-- Data for this exercise follows --

Issue #47, opened 2016-04-28
Update QUnit version and adapter to make use of nested modules support


jzaefferer:
Newer QUnit versions support nested modules. Maybe that works well enough that we can use the same `test/referenceData.js` for all 3 adapters.

Would also be good to test QUnit 2.0.0-rc1 (or newer), to make sure our adapter works with that.

jzaefferer:
@flore77 I think this would be a good next step. Should help bring the tests in line.

flore77:
Sure :+1:

flore77:
Solved in #58 and #60.

PR #49, opened 2016-05-09
One reference data object for all adapters

flore77:
This should solve #47 .

I have built a new Mocha test fixture, as also I wrote some tests for it and some bugs are already emerging (some tests are failing).

I would have also add a **global test**, a test with is not wrapped into a suite, this test would arrive into the global suite, Mocha and Qunit permit this, but **Jasmine no**, so I didn't included it, I will think to something to add it in the future.

I'm waiting your feedback @jzaefferer, to know if I can go further. Thanks!

### DIFF
--- a/test/integration/adapters.js
+++ b/test/integration/adapters.js
@@ -1,15 +1,14 @@
 /* eslint-env mocha */
 
 var expect = require('chai').expect
-var data = require('../referenceData')
+var refData = require('./reference-data.js')
 var runAdapters = require('./adapters-run.js')
 
 // Collecting the adapter's output.
-var collectedData = {}
+var collectedData
 
 function _collectOutput (eventName, done, eventData) {
-  // Assume now (for simplicity) that there is only one event per type.
-  collectedData[eventName] = eventData
+  collectedData.push([eventName, eventData])
   done()
 }
 
@@ -30,20 +29,19 @@ function _attachListeners (done, runner) {
 describe('Adapters integration', function () {
   Object.keys(runAdapters).forEach(function (adapter) {
     describe(adapter + ' adapter', function () {
-      var referenceData = data[adapter]
+      var testDescription
 
       before(function (done) {
-        collectedData = {}
+        collectedData = []
         runAdapters[adapter](_attachListeners.bind(null, done))
       })
 
-      describe('Global suite', function () {
-        it('should have no name', function () {
-          expect(referenceData[0][1].name).to.be.equal(collectedData.runStart.name)
-        })
+      refData.forEach(function (value, index) {
+        testDescription = value[2]
 
-        it('should have all the other suites as childSuites', function () {
-          expect(referenceData[0][1].childSuites).to.have.lengthOf(collectedData.runStart.childSuites.length)
+        it(testDescription, function () {
+          expect(collectedData[index][0]).equal(value[0])
+          expect(collectedData[index][1]).to.be.deep.equal(value[1])
         })
       })
     })
--- a/test/integration/adapters.js
+++ b/test/integration/adapters.js
@@ -28,7 +28,7 @@ function _attachListeners (done, runner) {
 
 describe('Adapters integration', function () {
   Object.keys(runAdapters).forEach(function (adapter) {
-    describe(adapter + ' adapter', function () {
+    describe.skip(adapter + ' adapter', function () {
       var testDescription
 
       before(function (done) {
--- a/package.json
+++ b/package.json
@@ -15,7 +15,7 @@
     "jasmine": "^2.3.1",
     "jasmine-core": "^2.3.4",
     "mocha": "^2.4.5",
-    "qunitjs": "^1.18.0",
+    "qunitjs": "^2.0.0-rc1",
     "rollup": "^0.26.0",
     "rollup-plugin-babel": "^2.4.0",
     "rollup-plugin-commonjs": "^2.2.1",
--- a/test/fixtures/jasmine.js
+++ b/test/fixtures/jasmine.js
@@ -1,0 +1,49 @@
+/* global describe, it, xit */
+
+it('global test', function () {
+
+})
+
+describe('suite with passing test', function () {
+  it('should pass', function () {
+
+  })
+})
+
+describe('suite with skipped test', function () {
+  xit('should skip', function () {
+
+  })
+})
+
+describe('suite with failing test', function () {
+  it('should fail', function () {
+    throw new Error('error')
+  })
+})
+
+describe('suite with tests', function () {
+  it('should pass', function () {
+
+  })
+
+  xit('should skip', function () {
+
+  })
+
+  it('should fail', function () {
+    throw new Error('error')
+  })
+})
+
+describe('outter suite', function () {
+  describe('inner suite', function () {
+    it('inner test', function () {
+
+    })
+  })
+
+  it('outter test', function () {
+
+  })
+})
--- a/test/fixtures/mocha.js
+++ b/test/fixtures/mocha.js
@@ -1,0 +1,49 @@
+/* global describe, it */
+
+it('global test', function () {
+
+})
+
+describe('suite with passing test', function () {
+  it('should pass', function () {
+
+  })
+})
+
+describe('suite with skipped test', function () {
+  it.skip('should skip', function () {
+
+  })
+})
+
+describe('suite with failing test', function () {
+  it('should fail', function () {
+    throw new Error('error')
+  })
+})
+
+describe('suite with tests', function () {
+  it('should pass', function () {
+
+  })
+
+  it.skip('should skip', function () {
+
+  })
+
+  it('should fail', function () {
+    throw new Error('error')
+  })
+})
+
+describe('outter suite', function () {
+  describe('inner suite', function () {
+    it('inner test', function () {
+
+    })
+  })
+
+  it('outter test', function () {
+
+  })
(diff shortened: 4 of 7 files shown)


jzaefferer:
Looking fine so far. Let me know when you've made some more progress. Currently there are too many failures for me to tell which one are expected and which one need discussion.

flore77:
I have done a better research and added also a **global test**, because they are also permitted in an **Jasmine env**. 

There are **2 errors** so far, there are multiple failures regarding the same error.

Ok, I will finish writing the whole `test set` and then I will make a detailed list with the errors that have emerged.

flore77:
@jzaefferer  I finished writing the tests, they are a little bit massive, maybe we can reduce them. I was thinking to let only `one suite with one test` and to remove the others 2. I am open to suggestions.

The following errors have emerged:

1. The objects passed on `testStart` event also have the props `runtime, status, errors`, which are `undefined`. Is it ok? Or the object should have only the props: `testName` and `suiteName`. Another issue is that on the `testEnd` event is passed the **same object as on testStart**, so the object is mutated and we end up in our `collectedData` array, to already know, the status, runtime etc. of the test, which is only starting. Shouldn't we pass another object on the `testEnd` event ? 

2. This is really a bug: if we have `multiple tests` in `different suites` with the `same name`, then 
all this tests will end up with the `suiteName` of the last suite, even they belong to other suites.

3. For the nested suites, the `inner test` has as `suiteName` the `concatenated names` of the `outter suite` and the `inner suite` is this ok? Or it should have only the name of the `inner suite` ?

Also I was thinking, for the nested suites, the outter suite contains a test and another suite, the inner suite, the questions would be: which to run first, the test or the inner suite ? 
Mocha runs first the tests and then the inner suites, I have not yet test for the others. I hope that the others are doing it also this way, so we can accept it as a `defacto standard`.

jzaefferer:
> I finished writing the tests, they are a little bit massive, maybe we can reduce them. I was thinking to let only one suite with one test and to remove the others 2. I am open to suggestions.

I'll take a look. Though I tend to ignoring this until we figure out the overall structure. Make it correct first, refactor later.

> The objects passed on testStart event also have the props runtime, status, errors, which are undefined. Is it ok? Or the object should have only the props: testName and suiteName. 

As long as the values are `undefined` its probably okay, but we can get back to that. I suspect it might be resolved by other changes.

> Another issue is that on the testEnd event is passed the same object as on testStart, so the object is mutated and we end up in our collectedData array, to already know, the status, runtime etc. of the test, which is only starting. Shouldn't we pass another object on the testEnd event ?

I think that's wrong, we shouldn't mutate any objects that we emit.

> This is really a bug: if we have multiple tests in different suites with the same name, then 
all this tests will end up with the suiteName of the last suite, even they belong to other suites.

Agreed, that needs to be fixed.

> For the nested suites, the inner test has as suiteName the concatenated names of the outter suite and the inner suite is this ok? Or it should have only the name of the inner suite ?

I'm not sure about that. May need to go back and check what the various testing frameworks are doing here, adjust the spec etc. Probably better to file a separate issue for that and ignore/work around that here.

Overall this is very promising. Nice to see tests uncovering bugs :-)

test/integration/adapters.js
```diff
@@ -27,23 +26,258 @@ function _attachListeners (done, runner) {
...
+  it('should be emitted on suiteStart event', function () {
+    expect(collectedData[index][0]).to.be.equal('suiteStart')
+  })
+
+  it('should have a name', function () {
+    expect(collectedData[index][1].suiteName).to.be
+      .equal(refData[index][1].suiteName)
+  })
+
+  switch (type) {
```
jzaefferer: This is not a good idea. At least use something readable ("simple" instead of "s"), better yet, pass functions around. So instead of `_testSuite(3, 's')`, do something like `_testSuite(3, _testSimpleSuite)`, then call that function with the `index` argument.

jzaefferer:
I wonder if we can simplify the tests by iterating over `collectedData`, and comparing each entry with the equivalent entry in the `referenceData` array (`deep.equal`). We can add messages for each `expect` based on the names or other properties, to help with debugging.

flore77:
I don't know, it would be very hard to add messages and to define a good structure with `describes` and `its`. I will try to achieve something.

But definitely I must do something with the numbers (ex. `testSuite(3), testSuite(20)`), it is very annoying and if the structure changes a little bit, than you have to update the whole tests. 

I have tried something with an `index`, that was incremented in each `describe`, but `Mocha` is doing a parsing of the tests, and takes the call of the functions in the beginning with the value of the parameters at that moment...and then the increment is useless...

test/integration/adapters.js
```diff
@@ -192,7 +171,7 @@ describe('Adapters integration', function () {
       })
 
       describe('Suite with only one passing test', function () {
-        _testSuite(3, 's')
+        _testSuite(3, _testSimpleSuite.bind(null))
```
jzaefferer: Why do you need the `bind` call? If you really need a specific context, use `call` or `apply` at the call site, like `testSpecificSuite.call(null, index)`

jzaefferer:
> I don't know, it would be very hard to add messages and to define a good structure with describes and its. I will try to achieve something.

In case the idea wasn't well enough explained, I'm having something like this in mind:

```
describe('...', () => {
  referenceData.forEach(({ eventName, eventData}, index) => {
    it(`Event ${index} should be ${eventName} with the right data`, () => {
      expect(referenceData[index][0]).equal(eventName)
      expect(referenceData[index][1]).equal(eventData)
    })
  })
})
```
The quality of your tests then mostly depends on the quality of your reference data. Changes in the tests require changes in the reference data, but, among other advantages, you don't need to keep track of indexes.

If this looses too much precision, you could start with this, then test specific edge cases, instead of having to write individual tests for everything.

test/integration/adapters.js
flore77: No, they don't need to run in a specific context, I removed the binding.

flore77:
Yeah, I cannot decide. I also wrote the above version, I took some time to analyse, which would be the best version, but the purpose of the tests is not clear, when you see something failing, you don't know what has really failed, you must look carefully to the test output. 

Although, it is a really nice and simple way to write tests, and how you have said, now test changes would require only changes in the `refData file`.

I have adopt the above implementation as also added a new field into the `refData` array, a description, which is usefull for test displaying, which describes perfectly the flow of the `test fixture`, so if a test fails, you will now which part of the test fixture caused the problem and where to look into the `refData file`. What do you think @jzaefferer ?

flore77:
I have updated the `new-ref-data file` to match the new testing style. Now I wanted to make some fixes to the `Mocha Adapter`.

- One fix is to allow `multiple suites/tests with the same name`, to achieve this I have put on Mochas suite/test objects an `index`, this way each suite/test will have it's `own key`. Before, the key was the suite/test `title`, this way multiple objects could have the same key. I think this is the simplest solution.

- The second fix should be that the objects that we emit, should then be not mutated. To achieve this I was thinking to do some deep copies, and to emit those. I tried to achieve this with some exiting packages, but they do not make a really deep copy, for example for the `suite objects`, that contain other `test objects`, they only copy the reference to it... It is good to modify the objects, because on the `testEnd`, or `suiteEnd` events we need to emit some updated objects, another solutions would be to create other objects for the end events and emit those.

@jzaefferer what would you suggest?

lib/adapters/MochaAdapter.js
```diff
@@ -16,48 +20,51 @@ export default class MochaAdapter extends EventEmitter {
...
-    this.idDataMap = {}
   }
 
   convertSuite (mochaSuite) {
     var name = mochaSuite.title
     var childSuites = []
     var tests = []
 
+    mochaSuite.index = this.index
+    this.index++
```
jzaefferer: I strongly prefer `this.index += 1`, makes the change for explicit and discourages inline increments (change var and use it at the same time)

jzaefferer:
I'm concerned about the scope of this PR, I think its getting out of hand. There are a lot of style changes, test updates, var renames and other refactorings and other changes mixed together. Tests aren't passing, so I'm sure this can't yet be merged. Reviewing many changed files over and over is bad.

For a start, the changes in `test/qunit/tests.js` really don't belong here, same for the equivalent files for the other frameworks. Let's split those out and merge them separately. 

Next we should focus on landing the new approach for testing, where we skip tests that cause failures due to bugs in the reporters. We should still run all the tests that pass (including Jasmine and QUnit). 

We can then unskip those tests while fixing bugs in the adapters. We can do those separately from variable and argument renames (like renaming the `details` argument to `mochaTest` etc.).

Generally let's not version changes (test/integration/adapters.js vs test/integration/new-adapters.js). We can easily roll back by reverting (or deleting) commits. There's no need to make copies.

flore77:
@jzaefferer I refactored the branch.

I don't know how to land this without solving bugs in the adapters, there are massive errors. For example for `QUnit` every single test is failing, because they are shifted, the `globalSuite` is emitted on `runStart` event, but also on `suiteStart` event...

How should we approach this ?

jzaefferer:
As-is this looks good, except for the test failures. It looks like all three adapters fail, so maybe we can just do a `describe.skip` on the entire suite for now, merge, then revert that while fixing failures step by step. What do you think?

Btw. Mocha's `bail` option might be worth a try, helps to focus on a single failing test at a time.

flore77:
Sure, now this should be good to merge.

-- Data for this exercise concluded --

Reproduce the records above exactly, starting with the line that contains "test at a time." and ending with the last line.

Btw. Mocha's `bail` option might be worth a try, helps to focus on a single failing test at a time.

flore77:
Sure, now this should be good to merge.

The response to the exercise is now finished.